Segment Open

PR #303, opened 2020-07-24
Zoom preset adjustments, .info launching

sonninnos:
- Widescreen zoom presets adjusted to match VICE core behavior, as in instead of increasing height, it decreases width when things get tight
- Addition to previous `.slave` launching to also accept `.info` (directory and slave)


rsn8887:
Thanks! Merging.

Segment Closed

* **Exercise directions**: Down to the final line, write out all of the material exactly.

* **Answer space**:
PR #303, opened 2020-07-24
Zoom preset adjustments, .info launching

sonninnos:
- Widescreen zoom presets adjusted to match VICE core behavior, as in instead of increasing height, it decreases width when things get tight
- Addition to previous `.slave` launching to also accept `.info` (directory and slave)


rsn8887:
Thanks! Merging.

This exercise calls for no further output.